Health check that doesn't check the job path. /healthz returning 200 while the worker's job goroutines are deadlocked is silent failure. Liveness should include: can I query the DB, and did a job complete recently?
Goroutine leak on external call. A goroutine blocked on http.Get or WaitForNotification with no context deadline is invisible to the pool but counts against system resources. Every blocking call needs a context with a deadline.
Single retry loop with no dead-letter. Jobs that fail repeatedly should be moved to a dead-letter state, not retried forever. Unbounded retries saturate the queue and starve healthy jobs.
Alert on errors, not absence of success. Error-rate alerts miss the failure mode where no errors are produced (silent stall). Monitor success rate and recency, not just error count.
Making reliability promises before implementing the monitoring for them. If you can't detect a failure mode within 5 minutes, you cannot honestly promise reliability for that component.
Output Format
Structure findings as:
FINDING NP-01 [P0/P1/P2/P3]
Promise at risk: <exact claim being made to users>
Component: <file, service, or layer>
Failure mode: <what breaks and how>
Detection gap: <how long before we know, or "undetected">
Recommendation: <specific, implementable fix>
Finding IDs: Give every finding a stable, human-readable ID of the form
NP-NN, numbered sequentially (NP-01, NP-02, …) in order of appearance,
regardless of severity. The ID is so the reader can refer to a finding ("close
NP-03") without retyping its title. Number across the whole review (do not
restart per phase or per severity), and never renumber a finding once assigned —
if severity changes on re-review, keep the ID and change only the [Pn] tag. If
the review produces a summary list, refer to findings by ID there too.
Severity:
- P0 — Silent failure possible; user data at risk; or failure undetectable for >1 hour
- P1 — Failure detectable but no auto-recovery; manual intervention required each time
- P2 — Recovers automatically but detection lag is too high; or known cliff at next scale tier
- P3 — Operational improvement; no immediate risk
Scope by Scale Tier
When the target scale is specified, focus the review:
Reviewing for "right now": Phases 1–3 in full. Phase 4 at 10× only.
Reviewing for 10K users: All five phases. Prioritize connection pool sizing, queue throughput, and job liveness detection.
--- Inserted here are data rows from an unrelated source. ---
PR #3490, opened 2025-06-15
Rate Limiting

zorkian:
CODE TOUR: This adds basic rate limiting functionality that will leverage memcached to enable us to keep track of how frequently certain things are happening and then return the appropriate error code. This is primarily being built for the API, but will probably be useful in other contexts as well, or could be? Maybe?

Still WIP, don't merge yet.

### DIFF
--- a/.github/workflows/ci.yml
+++ b/.github/workflows/ci.yml
@@ -41,3 +41,6 @@ jobs:
 
       - name: Module compilation (t/00-compile.t)
         run: prove -v t/00-compile.t
+
+      - name: Rate limiting (t/rate-limit.t)
+        run: prove -v t/rate-limit.t
--- a/.github/workflows/ci.yml
+++ b/.github/workflows/ci.yml
@@ -22,6 +22,9 @@ jobs:
       - name: Checkout code
         uses: actions/checkout@v4
 
+      - name: Install CPAN dependencies
+        run: cpm install -v --show-build-log-on-failure --no-color --resolver metadb -L /opt/dreamwidth-extlib/ - < doc/dependencies-cpanm
+
       - name: Setup environment
         run: |
           # Config symlink (needed for Perl modules to load site config)
--- a/app.psgi
+++ b/app.psgi
@@ -179,5 +179,8 @@ builder {
     # Middleware for doing sysban blocking (IP bans, uniq bans, tempbans, noanon_ip)
     enable 'DW::Sysban';
 
+    # Rate limiting (after auth and sysban, before request dispatch)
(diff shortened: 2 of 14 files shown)


momijizukamori:
Looks good overall to me! I had a moment of pause as to whether per-endpoint rate limits would be more confusing, but I think given stuff varies in the DB load it causes, and that the results are probably going to be handled programmatically anyway, it's probably fine.

zorkian:
### Code review

Found 2 issues:

1. **API mismatch in Apache/LiveJournal.pm**: The rate limiting integration calls `$limit->exceeded(...)` and `$limit->time_remaining(...)`, but `DW::RateLimit::Limit` only exposes a `check()` method that returns a hashref with `exceeded` and `time_remaining` keys. Additionally, `DW::RateLimit->get()` is called with `max_count`/`per_interval_secs` parameters, but the method requires a `rate` parameter (e.g., `rate => "100/60s"`) and returns `undef` without it. The correct usage pattern is shown in `DW::API::RateLimit->wrap()`. As written, rate limiting in the Apache handler will be silently disabled (`get()` returns undef), and if the constructor is fixed, the missing methods will cause runtime errors.

https://github.com/dreamwidth/dreamwidth/blob/19415ab382e92bb2837c727a35d4af5285aeaff9/cgi-bin/Apache/LiveJournal.pm#L23-L57

Compare with the actual API:

https://github.com/dreamwidth/dreamwidth/blob/19415ab382e92bb2837c727a35d4af5285aeaff9/cgi-bin/DW/RateLimit.pm#L69-L78

https://github.com/dreamwidth/dreamwidth/blob/19415ab382e92bb2837c727a35d4af5285aeaff9/cgi-bin/DW/API/RateLimit.pm#L31-L45

2. **Rate limiting runs before subrequest/OPTIONS check and before `LJ::start_request()`**: The new rate limiting block is inserted before the existing `return DECLINED if defined $apache_r->main || $apache_r->method_number == M_OPTIONS` guard and before `LJ::start_request()`. This means subrequests and CORS preflight requests will be rate-limited (they should be skipped), and `LJ::get_remote()` is called before per-request state is initialized (`LJ::start_request()` calls `LJ::unset_remote()`), potentially returning stale data from a previous request.

https://github.com/dreamwidth/dreamwidth/blob/19415ab382e92bb2837c727a35d4af5285aeaff9/cgi-bin/Apache/LiveJournal.pm#L329-L383

🤖 Generated with [Claude Code](https://claude.ai/code)

<sub>- If this code review was useful, please react with 👍. Otherwise, react with 👎.</sub>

Reviewing for 100K users: Heavy emphasis on Phase 4. Look for architectural changes required (read replicas, queue partitioning, horizontal worker scaling). Verify that every config-only scaling option is documented before requiring code changes.
Reviewing for 1M users: Phase 4 only at this tier. Flag every component that is not horizontally scalable. Flag every place where user data is co-mingled without tenant isolation. Flag every place where a single slow user can affect others.
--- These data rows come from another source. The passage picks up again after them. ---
PR #326, opened 2015-10-04
Fixes #310.

### LINKED ISSUE #310: Add monitoring hook for network bytes written
This should have some way of tracking back to the task that created them (task-id), and should be called after the point of serialisation

MichaelDrogalis:


lbradstreet:
As a general rule, any monitoring in the critical path should use event records. Rather than placing task metadata in the events themselves, I think it's preferable to assoc these into the monitoring record for use in any calls that might be made. This saves us a map lookup and ensures relevant task data is always there.

Happy to merge and close now if you agree.

MichaelDrogalis:
Great call. Merging.

PR #327, opened 2015-10-06
Fixes #134.

### LINKED ISSUE #134: Tear out "immediate" property of log entries
As discussed, this design decision doesn't actually defend against anything.

MichaelDrogalis:
Fixes #134. We should review this one very carefully and make sure this is still the right decision. @lbradstreet


MichaelDrogalis:
Reviewed. We're good here. The reason I added a buffer to hold back some messages was due to the way the scheduler was initially designed - e.g. "volunteering for tasks" on an entry by entry basis.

The Question That Frames Everything
Before writing any finding, ask: "If I'm a user whose sync has been silently broken for 9 hours, would anyone have noticed?"
If the answer is no, that is a P0.
Persisting findings to nitpick
The review is not complete until its findings are saved. After emitting every
FINDING … block above, persist them so the gate can enforce and track them:
-
Write all FINDING … blocks, verbatim and unmodified, to a file
(for example /tmp/nitpick-findings.txt).
-
From the repository root, ingest them:
nitpick review --from /tmp/nitpick-findings.txt
-
Confirm the output reads ingested N findings, where N equals the number of
findings above. If it reports ingested 0 findings, the format drifted —
verify each header line is exactly FINDING NP-NN [Pn] (one of P0/P1/P2/P3)
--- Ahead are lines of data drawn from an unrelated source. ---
PR #330, opened 2015-10-08
State Management

lbradstreet:
Includes a full implementation of state management implemented via BookKeeper.
Acking is achieved for async bookkeeper writes, by incrementing a reference count on the ack for every action that needs to be completed before an ack is sent. When each action is completed, this counter is decremented, and the action that finally reduces this count to zero is the action that will send the ack out.

Unique segment tracking is performed by setting a key :onyx/uniqueness-key which is set on the task-map. Currently this uniquness tracking is performed via a big set that is never flushed. This will be solved in a future PR.


lbradstreet:
A few items of note. We now supported both batched acks as well as single acks. Batched acks are generally used unless an ack's reference count is reduced to zero somewhere other than the ack-segments call in task-lifecycle.

Documentation is currently lacking. This PR should not be merged until I have added it.

lbradstreet:
:onyx.peer/state-filter-impl should probably be selectable via task-map options. There are probably cases where a bloom filter is good enough, without any secondary lookup.

Thoughts?

src/onyx/schema.clj
```diff
@@ -185,12 +195,21 @@
...
-   (s/optional-key :onyx.peer/peer-not-ready-back-off) s/Int
    (s/optional-key :onyx.peer/job-not-ready-back-off) s/Int
+   (s/optional-key :onyx.peer/peer-not-ready-back-off) s/Int
    (s/optional-key :onyx.peer/fn-params) s/Any
    (s/optional-key :onyx.peer/backpressure-check-interval) s/Int
    (s/optional-key :onyx.peer/backpressure-low-water-pct) s/Int
    (s/optional-key :onyx.peer/backpressure-high-water-pct) s/Int
+   (s/optional-key :onyx.peer/state-log-impl) StateLogImpl
+   (s/optional-key :onyx.peer/state-filter-impl) StateFilterImpl
+   (s/optional-key :onyx.bookkeeper/starting-port) s/Int
```
MichaelDrogalis: Probably my lack of BK knowledge, but could this just be called "port"? rather than "start-port"?

src/onyx/state/bookkeeper.clj
```diff
@@ -0,0 +1,69 @@
...
+                                 :ledger-dir ledger-dir}))
+                            ports)]
+          (.addShutdownHook (Runtime/getRuntime) 
+                            (Thread. (fn []
+                                       (cleanup-dirs servers))))
+          (assoc component :servers servers)) 
+        component)))
+  (component/stop [{:keys [servers] :as component}]
+    (doseq [server servers]
+      (info "Stopping BookKeeper server")
```
MichaelDrogalis: Needs the equivalent `(info "Starting BK Server")` message on boot up.

src/onyx/state/log/bookkeeper.clj
```diff
@@ -0,0 +1,156 @@
...
+                              (map (juxt :window/id :window/apply-state-update) 
+                                   windows))] 
+    (reduce (fn [state' [window-entries {:keys [window/id] :as window}]]
+              (reduce (fn [state'' [extent entry message-id]]
+                        (update-in state'' 
+                                   [id extent]
+                                   (fn [ext-state] 
+                                     (let [ext-state' (default-state ext-state window)
+                                           apply-fn (id->apply-state-update id)] 
+                                       (assert apply-fn (str "Apply fn does not exist for window-id " id))
```
MichaelDrogalis: Switch from assert to throws.

src/onyx/state/state_extensions.clj
```diff
@@ -0,0 +1,39 @@
+(ns onyx.state.state-extensions)
+
+(defmulti initialise-log
```
MichaelDrogalis: Let's switch the spelling to "initialize" to stay consistent :) <Awkward>

src/onyx/state/state_extensions.clj
```diff
@@ -0,0 +1,39 @@
...
+  "Store state update [segment-id [[extent [op k v]] ..]] entries in a log"
+  (fn [log event ack-fn entry]
+    (type log)))
+
+(defmulti playback-log-entries 
+  "Read state update entries from log"
+  (fn [log event state]
+    (type log)))
+
+(defmulti initialise-filter
```
MichaelDrogalis: Same here.

MichaelDrogalis:
@lbradstreet A truly amazing feat of work here. Added some small comments, but otherwise this looks super. Add any doc updates that are necessary, sync with develop, and merge it in when you're ready. :) Also have a beer!

src/onyx/state/log/bookkeeper.clj
lbradstreet: I made this an assertion because it should always be true and so it can be turned off. I guess performance isn't totally critical here, so maybe we can make it a non-assertion.

src/onyx/state/bookkeeper.clj
lbradstreet: It's already in there on L49

src/onyx/state/state_extensions.clj
lbradstreet: 'murica. Done.

src/onyx/schema.clj
lbradstreet: When you use it in local-quorum? mode, it'll spin up three instances. Generally users will only use one instance per node, so I like port, in general, but maybe we should have an extra config option that specifies which ports to use for a local quorum?

lbradstreet: I added two settings, one which is a vector of ports to use for a local-quorum, and the other to use when not using it in local-quorum mode. At least it's specific now.

src/onyx/state/log/bookkeeper.clj
MichaelDrogalis: Ah, okay. That's fine - wasn't sure if that was the case.

src/onyx/state/bookkeeper.clj
MichaelDrogalis: Derp. Sorry :P

src/onyx/schema.clj
MichaelDrogalis: Cool, that sounds good to me. Thanks for the explanation!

with nothing after the bracket, then re-run.
nitpick keys findings by the repository's git origin and by stable ID
(NP-NN), so re-running the review updates findings in place — it never
reopens anything already resolved or waived. Once ingested, P0/P1 findings block
a push to origin (any branch) until they are fixed (nitpick resolve <ID> --evidence …) or
waived with a reason (nitpick waive <ID> --reason …); P2/P3 are filed for
later. List them anytime with nitpick list.